SUPPLIED RECORDS:
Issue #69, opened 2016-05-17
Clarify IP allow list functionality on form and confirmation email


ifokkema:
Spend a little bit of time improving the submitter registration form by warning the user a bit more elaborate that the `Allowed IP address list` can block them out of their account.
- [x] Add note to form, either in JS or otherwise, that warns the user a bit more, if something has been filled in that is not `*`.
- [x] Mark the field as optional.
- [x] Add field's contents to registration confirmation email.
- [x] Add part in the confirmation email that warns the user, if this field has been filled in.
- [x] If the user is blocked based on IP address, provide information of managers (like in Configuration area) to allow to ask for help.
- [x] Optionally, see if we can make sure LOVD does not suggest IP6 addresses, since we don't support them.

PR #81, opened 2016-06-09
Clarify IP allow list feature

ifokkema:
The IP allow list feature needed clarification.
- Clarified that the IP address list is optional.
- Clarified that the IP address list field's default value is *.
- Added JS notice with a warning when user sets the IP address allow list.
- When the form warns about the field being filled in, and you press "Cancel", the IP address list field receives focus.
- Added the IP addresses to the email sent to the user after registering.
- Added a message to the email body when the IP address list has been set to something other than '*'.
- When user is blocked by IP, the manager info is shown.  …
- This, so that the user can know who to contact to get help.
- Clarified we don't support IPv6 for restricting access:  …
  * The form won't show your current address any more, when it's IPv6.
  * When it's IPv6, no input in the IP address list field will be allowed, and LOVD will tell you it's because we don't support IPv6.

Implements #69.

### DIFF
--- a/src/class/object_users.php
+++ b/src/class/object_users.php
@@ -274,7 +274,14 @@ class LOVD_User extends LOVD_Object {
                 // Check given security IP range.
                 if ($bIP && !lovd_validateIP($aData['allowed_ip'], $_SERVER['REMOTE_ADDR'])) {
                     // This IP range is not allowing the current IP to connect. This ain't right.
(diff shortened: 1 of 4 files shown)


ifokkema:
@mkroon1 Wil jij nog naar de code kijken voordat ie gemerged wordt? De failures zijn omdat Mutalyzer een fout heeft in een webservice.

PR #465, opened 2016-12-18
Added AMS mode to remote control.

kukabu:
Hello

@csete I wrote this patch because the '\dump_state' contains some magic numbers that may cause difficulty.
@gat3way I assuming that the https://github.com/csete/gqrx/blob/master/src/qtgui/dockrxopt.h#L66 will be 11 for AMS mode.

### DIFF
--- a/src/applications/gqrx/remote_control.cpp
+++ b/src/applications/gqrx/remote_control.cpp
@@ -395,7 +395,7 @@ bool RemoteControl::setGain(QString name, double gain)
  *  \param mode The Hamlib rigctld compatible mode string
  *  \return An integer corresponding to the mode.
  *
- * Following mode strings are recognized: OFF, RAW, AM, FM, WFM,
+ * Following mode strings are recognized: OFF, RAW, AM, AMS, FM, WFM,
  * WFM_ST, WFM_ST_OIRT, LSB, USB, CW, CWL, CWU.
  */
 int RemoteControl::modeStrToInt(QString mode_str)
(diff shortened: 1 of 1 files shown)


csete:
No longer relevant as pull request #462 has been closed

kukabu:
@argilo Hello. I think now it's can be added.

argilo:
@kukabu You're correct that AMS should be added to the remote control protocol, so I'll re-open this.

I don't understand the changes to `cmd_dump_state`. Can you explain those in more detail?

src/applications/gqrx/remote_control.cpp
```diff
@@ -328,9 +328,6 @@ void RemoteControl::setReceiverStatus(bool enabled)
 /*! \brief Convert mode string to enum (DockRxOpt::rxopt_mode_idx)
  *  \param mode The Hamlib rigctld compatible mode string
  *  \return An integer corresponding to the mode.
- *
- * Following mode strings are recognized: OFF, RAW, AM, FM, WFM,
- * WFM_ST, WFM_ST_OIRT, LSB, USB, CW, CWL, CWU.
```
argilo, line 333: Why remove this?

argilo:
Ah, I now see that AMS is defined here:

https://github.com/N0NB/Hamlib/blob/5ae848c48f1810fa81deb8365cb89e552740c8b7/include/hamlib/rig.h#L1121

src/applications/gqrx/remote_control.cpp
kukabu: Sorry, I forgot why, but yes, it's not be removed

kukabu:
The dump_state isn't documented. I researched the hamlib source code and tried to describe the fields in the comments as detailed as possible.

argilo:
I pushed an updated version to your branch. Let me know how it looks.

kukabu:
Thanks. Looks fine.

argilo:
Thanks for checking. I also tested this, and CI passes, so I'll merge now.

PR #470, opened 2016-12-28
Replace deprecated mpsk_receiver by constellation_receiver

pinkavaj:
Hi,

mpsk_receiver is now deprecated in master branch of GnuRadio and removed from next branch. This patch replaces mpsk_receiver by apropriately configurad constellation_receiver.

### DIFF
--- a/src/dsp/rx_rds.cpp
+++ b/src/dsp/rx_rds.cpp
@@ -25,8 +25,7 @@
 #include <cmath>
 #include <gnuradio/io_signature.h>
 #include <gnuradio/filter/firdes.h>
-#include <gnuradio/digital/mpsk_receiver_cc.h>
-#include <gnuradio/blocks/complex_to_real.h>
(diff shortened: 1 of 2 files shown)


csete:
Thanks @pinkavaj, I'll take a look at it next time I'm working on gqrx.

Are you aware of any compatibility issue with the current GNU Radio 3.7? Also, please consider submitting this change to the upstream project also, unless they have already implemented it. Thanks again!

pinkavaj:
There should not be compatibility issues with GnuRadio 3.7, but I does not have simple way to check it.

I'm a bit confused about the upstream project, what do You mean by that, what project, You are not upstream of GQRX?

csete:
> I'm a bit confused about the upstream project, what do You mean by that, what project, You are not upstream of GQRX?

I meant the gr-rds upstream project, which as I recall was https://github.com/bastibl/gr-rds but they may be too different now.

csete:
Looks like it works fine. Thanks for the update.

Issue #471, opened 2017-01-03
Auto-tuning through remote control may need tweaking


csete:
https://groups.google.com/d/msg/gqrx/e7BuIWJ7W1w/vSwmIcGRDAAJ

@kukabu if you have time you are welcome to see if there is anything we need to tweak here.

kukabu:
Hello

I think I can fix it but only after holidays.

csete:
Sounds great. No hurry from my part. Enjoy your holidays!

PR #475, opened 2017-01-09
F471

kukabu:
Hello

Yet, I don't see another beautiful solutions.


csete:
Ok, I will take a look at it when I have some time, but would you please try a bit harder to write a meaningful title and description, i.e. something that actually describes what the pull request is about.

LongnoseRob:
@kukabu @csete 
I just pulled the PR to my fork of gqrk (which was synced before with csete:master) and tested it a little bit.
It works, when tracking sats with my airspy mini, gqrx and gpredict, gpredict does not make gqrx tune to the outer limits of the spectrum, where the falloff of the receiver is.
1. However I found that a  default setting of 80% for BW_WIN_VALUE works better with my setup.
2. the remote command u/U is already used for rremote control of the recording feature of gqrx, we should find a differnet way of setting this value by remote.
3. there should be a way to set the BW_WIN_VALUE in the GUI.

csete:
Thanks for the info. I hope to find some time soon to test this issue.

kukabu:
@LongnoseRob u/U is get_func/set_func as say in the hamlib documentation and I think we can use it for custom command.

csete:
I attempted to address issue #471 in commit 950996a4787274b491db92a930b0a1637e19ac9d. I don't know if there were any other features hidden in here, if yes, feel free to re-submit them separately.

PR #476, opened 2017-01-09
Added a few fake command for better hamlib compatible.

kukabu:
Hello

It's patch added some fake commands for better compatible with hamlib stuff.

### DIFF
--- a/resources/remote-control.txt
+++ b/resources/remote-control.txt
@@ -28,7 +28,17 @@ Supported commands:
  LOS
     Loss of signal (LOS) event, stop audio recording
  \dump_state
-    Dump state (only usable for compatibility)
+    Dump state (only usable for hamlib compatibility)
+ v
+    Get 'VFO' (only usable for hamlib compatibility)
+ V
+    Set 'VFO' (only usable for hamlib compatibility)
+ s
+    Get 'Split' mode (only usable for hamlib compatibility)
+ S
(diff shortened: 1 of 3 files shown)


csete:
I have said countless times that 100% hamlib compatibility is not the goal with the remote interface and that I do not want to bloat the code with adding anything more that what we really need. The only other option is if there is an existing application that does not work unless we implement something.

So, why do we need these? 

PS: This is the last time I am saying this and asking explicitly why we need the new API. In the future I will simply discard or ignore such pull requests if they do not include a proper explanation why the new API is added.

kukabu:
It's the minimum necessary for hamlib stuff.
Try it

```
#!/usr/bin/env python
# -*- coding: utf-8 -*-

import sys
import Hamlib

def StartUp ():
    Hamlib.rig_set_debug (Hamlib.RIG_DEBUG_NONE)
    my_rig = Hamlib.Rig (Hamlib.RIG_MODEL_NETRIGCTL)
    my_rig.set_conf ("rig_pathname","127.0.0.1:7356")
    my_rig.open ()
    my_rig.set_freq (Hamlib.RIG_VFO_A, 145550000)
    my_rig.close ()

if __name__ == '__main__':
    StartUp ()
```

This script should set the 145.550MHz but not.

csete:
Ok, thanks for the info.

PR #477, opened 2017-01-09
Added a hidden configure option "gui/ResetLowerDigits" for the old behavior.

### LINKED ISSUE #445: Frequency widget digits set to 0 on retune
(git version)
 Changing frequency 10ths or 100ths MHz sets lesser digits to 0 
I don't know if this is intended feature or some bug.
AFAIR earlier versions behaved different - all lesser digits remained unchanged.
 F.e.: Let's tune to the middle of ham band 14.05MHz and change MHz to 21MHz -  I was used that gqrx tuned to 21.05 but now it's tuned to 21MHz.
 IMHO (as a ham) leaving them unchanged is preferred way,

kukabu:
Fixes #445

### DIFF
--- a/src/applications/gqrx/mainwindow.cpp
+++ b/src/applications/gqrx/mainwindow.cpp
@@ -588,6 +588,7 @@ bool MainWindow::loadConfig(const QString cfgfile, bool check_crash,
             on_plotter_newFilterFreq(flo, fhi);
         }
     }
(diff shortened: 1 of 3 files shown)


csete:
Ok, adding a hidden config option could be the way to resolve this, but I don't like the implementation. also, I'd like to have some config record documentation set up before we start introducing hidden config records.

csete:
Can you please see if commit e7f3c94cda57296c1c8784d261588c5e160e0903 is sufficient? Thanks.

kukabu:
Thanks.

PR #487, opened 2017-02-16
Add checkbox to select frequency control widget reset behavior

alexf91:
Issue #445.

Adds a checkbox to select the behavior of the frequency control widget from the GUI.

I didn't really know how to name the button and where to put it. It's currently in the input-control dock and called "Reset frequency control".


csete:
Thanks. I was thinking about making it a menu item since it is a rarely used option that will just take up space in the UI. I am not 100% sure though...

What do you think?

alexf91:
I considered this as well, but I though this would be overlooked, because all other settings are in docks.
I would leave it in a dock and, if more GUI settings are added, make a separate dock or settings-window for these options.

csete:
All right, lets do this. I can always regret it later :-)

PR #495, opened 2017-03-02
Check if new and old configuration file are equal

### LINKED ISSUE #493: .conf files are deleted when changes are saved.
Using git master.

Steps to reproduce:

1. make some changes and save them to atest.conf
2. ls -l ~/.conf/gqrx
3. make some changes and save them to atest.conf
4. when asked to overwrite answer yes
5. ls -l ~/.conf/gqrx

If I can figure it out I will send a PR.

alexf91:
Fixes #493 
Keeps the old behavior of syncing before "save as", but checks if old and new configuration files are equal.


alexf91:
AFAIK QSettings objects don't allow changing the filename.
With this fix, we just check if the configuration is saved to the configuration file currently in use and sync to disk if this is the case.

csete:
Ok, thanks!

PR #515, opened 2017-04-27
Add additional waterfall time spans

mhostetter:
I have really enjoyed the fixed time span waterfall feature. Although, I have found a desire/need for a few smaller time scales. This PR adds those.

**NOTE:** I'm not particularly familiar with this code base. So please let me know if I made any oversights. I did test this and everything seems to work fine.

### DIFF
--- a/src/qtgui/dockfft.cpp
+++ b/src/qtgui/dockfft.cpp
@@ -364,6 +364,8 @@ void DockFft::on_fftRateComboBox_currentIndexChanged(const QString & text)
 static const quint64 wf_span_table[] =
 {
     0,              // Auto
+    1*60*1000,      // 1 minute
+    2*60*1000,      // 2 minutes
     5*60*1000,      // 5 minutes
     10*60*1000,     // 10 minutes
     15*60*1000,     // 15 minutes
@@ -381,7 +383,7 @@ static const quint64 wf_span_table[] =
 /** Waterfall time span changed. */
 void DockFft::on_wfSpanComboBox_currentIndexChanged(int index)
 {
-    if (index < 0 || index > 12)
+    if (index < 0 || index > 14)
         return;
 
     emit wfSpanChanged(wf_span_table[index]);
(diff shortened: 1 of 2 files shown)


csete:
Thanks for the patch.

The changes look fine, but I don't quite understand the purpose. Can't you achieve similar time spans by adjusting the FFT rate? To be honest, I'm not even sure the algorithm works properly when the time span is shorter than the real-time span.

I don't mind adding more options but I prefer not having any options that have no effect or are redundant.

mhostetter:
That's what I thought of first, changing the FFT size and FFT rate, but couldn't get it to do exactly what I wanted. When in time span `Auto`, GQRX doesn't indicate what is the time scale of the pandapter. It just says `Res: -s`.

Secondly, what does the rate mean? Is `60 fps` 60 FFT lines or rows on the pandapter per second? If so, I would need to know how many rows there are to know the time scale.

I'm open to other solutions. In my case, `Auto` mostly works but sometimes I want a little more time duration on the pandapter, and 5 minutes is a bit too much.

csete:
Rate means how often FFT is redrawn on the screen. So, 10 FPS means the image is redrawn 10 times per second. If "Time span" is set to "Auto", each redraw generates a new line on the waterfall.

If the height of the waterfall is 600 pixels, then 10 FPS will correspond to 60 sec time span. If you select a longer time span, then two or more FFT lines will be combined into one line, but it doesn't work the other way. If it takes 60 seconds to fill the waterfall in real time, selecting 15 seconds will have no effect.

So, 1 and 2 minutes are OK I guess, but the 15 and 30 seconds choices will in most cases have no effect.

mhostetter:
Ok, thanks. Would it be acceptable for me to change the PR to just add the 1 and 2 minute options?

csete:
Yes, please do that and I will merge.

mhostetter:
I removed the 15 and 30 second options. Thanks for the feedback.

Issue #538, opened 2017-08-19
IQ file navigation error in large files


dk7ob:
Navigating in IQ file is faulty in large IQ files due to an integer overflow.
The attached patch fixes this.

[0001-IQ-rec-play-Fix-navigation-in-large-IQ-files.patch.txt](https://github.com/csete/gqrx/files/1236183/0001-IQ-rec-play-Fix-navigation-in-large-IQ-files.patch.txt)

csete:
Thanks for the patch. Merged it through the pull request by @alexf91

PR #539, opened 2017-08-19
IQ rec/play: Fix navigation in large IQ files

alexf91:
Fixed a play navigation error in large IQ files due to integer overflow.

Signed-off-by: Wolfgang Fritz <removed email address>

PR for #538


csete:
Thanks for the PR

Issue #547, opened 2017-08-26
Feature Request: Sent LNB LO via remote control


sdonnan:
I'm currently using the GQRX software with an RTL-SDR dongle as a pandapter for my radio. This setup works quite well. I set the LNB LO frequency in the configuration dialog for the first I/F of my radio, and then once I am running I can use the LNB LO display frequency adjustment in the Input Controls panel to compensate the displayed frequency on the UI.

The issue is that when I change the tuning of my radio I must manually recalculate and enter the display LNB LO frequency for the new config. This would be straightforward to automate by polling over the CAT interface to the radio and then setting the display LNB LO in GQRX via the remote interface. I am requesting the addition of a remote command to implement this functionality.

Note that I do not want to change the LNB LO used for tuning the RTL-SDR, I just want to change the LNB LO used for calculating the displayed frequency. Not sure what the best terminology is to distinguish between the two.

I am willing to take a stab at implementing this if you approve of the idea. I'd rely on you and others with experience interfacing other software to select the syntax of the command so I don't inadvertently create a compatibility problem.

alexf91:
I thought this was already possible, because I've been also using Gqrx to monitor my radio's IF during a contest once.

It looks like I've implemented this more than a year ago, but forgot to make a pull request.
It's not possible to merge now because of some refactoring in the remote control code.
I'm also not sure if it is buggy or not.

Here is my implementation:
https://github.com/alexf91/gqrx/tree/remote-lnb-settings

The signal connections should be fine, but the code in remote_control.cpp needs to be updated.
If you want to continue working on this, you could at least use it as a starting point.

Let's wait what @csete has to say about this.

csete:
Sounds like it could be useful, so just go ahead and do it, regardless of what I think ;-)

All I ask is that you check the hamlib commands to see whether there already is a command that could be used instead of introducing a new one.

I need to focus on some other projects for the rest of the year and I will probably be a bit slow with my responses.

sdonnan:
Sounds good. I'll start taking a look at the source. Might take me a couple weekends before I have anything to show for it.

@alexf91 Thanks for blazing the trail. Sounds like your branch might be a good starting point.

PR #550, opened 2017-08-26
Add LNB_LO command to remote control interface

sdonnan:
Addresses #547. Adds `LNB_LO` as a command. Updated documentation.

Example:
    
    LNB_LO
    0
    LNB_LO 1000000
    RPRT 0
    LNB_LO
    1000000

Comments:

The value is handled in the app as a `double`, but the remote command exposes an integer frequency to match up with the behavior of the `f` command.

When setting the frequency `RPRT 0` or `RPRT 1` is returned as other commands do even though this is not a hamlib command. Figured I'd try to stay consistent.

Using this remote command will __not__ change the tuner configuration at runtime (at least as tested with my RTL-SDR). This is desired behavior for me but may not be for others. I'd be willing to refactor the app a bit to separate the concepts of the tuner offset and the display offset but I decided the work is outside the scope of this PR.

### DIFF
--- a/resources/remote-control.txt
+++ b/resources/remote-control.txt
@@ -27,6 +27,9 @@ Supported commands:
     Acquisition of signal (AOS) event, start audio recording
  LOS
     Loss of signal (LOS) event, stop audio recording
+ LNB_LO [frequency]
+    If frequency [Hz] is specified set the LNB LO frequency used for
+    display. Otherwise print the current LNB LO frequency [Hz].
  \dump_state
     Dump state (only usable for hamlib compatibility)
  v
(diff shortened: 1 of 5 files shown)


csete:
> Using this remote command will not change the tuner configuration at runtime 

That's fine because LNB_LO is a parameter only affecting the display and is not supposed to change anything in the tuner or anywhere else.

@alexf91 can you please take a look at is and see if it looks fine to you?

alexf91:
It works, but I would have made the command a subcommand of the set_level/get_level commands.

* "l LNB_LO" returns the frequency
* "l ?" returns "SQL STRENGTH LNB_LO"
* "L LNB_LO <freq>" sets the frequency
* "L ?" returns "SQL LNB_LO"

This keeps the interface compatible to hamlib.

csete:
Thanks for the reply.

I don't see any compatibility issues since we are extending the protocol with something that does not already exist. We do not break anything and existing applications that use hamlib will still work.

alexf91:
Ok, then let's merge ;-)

HOW TO COMPLETE THIS TASK:
Looking back over the data above, restate word for word the lines that begin at the line with "- [x] Add field's" and end at the line with "- Added the", inclusive.

ANSWER SECTION:
- [x] Add field's contents to registration confirmation email.
- [x] Add part in the confirmation email that warns the user, if this field has been filled in.
- [x] If the user is blocked based on IP address, provide information of managers (like in Configuration area) to allow to ask for help.
- [x] Optionally, see if we can make sure LOVD does not suggest IP6 addresses, since we don't support them.

PR #81, opened 2016-06-09
Clarify IP allow list feature

ifokkema:
The IP allow list feature needed clarification.
- Clarified that the IP address list is optional.
- Clarified that the IP address list field's default value is *.
- Added JS notice with a warning when user sets the IP address allow list.
- When the form warns about the field being filled in, and you press "Cancel", the IP address list field receives focus.
- Added the IP addresses to the email sent to the user after registering.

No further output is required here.